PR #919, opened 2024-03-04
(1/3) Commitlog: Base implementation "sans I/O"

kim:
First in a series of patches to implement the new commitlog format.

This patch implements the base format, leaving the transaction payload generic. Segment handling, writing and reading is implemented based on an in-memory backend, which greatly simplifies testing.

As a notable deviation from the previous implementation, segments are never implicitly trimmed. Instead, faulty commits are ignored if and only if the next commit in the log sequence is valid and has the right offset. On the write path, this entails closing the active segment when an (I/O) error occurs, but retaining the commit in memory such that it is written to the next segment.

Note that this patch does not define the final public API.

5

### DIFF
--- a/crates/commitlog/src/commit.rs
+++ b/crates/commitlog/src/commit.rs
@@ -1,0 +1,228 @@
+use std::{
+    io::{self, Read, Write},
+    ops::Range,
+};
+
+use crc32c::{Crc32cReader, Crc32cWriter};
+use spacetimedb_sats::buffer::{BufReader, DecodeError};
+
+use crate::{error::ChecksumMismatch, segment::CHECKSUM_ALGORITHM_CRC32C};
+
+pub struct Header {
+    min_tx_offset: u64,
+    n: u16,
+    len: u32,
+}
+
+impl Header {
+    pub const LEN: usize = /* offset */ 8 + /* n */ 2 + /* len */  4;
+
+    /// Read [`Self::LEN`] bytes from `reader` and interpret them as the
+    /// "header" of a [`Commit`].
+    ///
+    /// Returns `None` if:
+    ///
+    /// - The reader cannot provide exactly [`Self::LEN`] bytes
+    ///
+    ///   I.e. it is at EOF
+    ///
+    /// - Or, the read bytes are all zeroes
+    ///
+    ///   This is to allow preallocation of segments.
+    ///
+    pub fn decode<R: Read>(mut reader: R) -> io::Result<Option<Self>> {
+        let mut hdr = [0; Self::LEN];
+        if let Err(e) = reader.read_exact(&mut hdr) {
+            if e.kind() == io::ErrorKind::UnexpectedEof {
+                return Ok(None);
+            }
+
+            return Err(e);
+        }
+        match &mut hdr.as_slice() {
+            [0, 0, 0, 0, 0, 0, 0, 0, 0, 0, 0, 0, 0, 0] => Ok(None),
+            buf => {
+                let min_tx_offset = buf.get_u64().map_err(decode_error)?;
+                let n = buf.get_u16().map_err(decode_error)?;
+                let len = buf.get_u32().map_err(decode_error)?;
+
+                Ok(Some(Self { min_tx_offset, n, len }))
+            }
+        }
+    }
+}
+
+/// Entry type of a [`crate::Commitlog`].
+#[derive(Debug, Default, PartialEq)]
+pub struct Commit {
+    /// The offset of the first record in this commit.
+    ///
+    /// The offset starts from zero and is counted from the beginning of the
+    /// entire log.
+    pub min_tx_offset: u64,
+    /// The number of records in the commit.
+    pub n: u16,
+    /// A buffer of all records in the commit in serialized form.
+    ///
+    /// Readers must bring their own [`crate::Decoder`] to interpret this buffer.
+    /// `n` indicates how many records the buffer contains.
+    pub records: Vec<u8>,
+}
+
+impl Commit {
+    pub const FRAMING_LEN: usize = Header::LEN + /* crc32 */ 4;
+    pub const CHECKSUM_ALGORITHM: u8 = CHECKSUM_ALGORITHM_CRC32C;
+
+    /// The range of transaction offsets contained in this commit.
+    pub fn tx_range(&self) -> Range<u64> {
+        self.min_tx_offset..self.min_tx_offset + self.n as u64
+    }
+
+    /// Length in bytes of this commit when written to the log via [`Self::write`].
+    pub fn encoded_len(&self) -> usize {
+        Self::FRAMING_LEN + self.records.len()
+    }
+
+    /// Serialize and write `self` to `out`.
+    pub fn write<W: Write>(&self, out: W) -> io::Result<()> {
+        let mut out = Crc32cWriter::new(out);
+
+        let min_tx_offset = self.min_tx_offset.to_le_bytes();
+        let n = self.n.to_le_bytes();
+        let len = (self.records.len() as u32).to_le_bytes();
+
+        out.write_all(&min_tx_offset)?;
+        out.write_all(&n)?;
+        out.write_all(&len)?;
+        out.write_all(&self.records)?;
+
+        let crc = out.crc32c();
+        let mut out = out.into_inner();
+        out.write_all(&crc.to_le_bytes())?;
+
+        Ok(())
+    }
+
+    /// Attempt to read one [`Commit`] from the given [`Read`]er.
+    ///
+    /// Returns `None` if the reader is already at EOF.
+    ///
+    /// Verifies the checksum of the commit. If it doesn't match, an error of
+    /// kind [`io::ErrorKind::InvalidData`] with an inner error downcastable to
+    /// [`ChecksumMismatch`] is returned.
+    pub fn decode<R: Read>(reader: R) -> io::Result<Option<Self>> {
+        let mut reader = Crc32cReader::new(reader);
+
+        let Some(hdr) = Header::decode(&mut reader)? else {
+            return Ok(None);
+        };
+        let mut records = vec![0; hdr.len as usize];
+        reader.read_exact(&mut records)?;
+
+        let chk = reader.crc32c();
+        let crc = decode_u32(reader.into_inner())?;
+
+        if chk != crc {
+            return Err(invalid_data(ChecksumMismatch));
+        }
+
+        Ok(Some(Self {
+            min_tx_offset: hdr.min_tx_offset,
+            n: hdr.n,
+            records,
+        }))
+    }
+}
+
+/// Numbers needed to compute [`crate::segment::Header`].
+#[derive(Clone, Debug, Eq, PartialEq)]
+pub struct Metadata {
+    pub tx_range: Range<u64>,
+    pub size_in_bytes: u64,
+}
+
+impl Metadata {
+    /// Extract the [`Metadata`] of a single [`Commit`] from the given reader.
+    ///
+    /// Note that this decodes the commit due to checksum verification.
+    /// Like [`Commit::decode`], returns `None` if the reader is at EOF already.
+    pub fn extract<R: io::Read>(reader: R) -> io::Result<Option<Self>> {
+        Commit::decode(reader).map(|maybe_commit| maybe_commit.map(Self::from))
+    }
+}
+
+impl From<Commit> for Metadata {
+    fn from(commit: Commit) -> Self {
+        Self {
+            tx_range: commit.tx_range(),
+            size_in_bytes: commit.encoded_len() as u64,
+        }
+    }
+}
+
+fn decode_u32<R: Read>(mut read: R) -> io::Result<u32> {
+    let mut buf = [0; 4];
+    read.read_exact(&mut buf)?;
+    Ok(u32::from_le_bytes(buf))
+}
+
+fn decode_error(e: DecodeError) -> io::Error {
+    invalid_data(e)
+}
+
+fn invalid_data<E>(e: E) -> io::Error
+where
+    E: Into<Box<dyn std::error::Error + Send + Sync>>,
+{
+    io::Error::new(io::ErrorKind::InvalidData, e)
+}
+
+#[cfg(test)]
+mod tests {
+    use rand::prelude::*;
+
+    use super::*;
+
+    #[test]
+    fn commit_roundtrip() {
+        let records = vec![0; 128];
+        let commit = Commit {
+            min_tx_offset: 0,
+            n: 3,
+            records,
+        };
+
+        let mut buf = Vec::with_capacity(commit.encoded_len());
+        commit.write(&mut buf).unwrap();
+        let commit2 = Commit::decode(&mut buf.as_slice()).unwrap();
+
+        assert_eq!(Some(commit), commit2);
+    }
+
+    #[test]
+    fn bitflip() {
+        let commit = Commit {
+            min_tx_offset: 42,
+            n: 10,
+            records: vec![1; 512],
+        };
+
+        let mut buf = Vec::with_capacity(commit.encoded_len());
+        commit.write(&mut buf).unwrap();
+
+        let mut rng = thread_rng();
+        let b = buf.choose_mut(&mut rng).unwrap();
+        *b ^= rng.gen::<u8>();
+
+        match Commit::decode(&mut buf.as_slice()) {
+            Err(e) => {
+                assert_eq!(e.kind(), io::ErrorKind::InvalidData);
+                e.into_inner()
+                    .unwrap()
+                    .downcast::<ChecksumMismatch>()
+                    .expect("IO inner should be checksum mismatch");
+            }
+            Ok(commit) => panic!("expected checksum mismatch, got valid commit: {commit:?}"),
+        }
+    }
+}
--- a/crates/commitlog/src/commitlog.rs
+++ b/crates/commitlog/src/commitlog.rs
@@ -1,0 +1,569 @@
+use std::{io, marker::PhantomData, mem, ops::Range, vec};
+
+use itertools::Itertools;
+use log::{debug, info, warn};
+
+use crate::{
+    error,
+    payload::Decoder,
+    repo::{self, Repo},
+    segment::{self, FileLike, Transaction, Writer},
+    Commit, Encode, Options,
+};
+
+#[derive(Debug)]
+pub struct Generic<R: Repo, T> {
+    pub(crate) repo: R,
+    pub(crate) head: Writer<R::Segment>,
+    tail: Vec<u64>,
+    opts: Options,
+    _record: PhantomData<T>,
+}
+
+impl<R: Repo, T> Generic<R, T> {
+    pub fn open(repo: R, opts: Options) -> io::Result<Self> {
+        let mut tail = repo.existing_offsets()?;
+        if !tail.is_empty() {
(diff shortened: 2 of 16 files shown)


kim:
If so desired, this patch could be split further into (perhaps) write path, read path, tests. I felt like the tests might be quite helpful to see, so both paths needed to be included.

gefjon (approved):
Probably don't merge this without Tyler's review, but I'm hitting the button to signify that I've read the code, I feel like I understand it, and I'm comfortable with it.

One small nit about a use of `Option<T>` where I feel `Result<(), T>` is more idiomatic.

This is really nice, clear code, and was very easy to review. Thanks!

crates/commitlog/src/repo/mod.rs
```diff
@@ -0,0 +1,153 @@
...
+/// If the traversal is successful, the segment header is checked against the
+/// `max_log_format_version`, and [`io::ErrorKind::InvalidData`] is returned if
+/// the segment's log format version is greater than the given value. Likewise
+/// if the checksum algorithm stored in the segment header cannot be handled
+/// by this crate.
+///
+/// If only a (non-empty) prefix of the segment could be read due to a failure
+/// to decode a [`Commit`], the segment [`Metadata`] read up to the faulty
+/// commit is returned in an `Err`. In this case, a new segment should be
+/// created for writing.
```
++++++++++
#### [What you should do]
Look through the entries for the string "memory". Every line that has it belongs in the answer.

#### [Solution below]
This patch implements the base format, leaving the transaction payload generic. Segment handling, writing and reading is implemented based on an in-memory backend, which greatly simplifies testing.
As a notable deviation from the previous implementation, segments are never implicitly trimmed. Instead, faulty commits are ignored if and only if the next commit in the log sequence is valid and has the right offset. On the write path, this entails closing the active segment when an (I/O) error occurs, but retaining the commit in memory such that it is written to the next segment.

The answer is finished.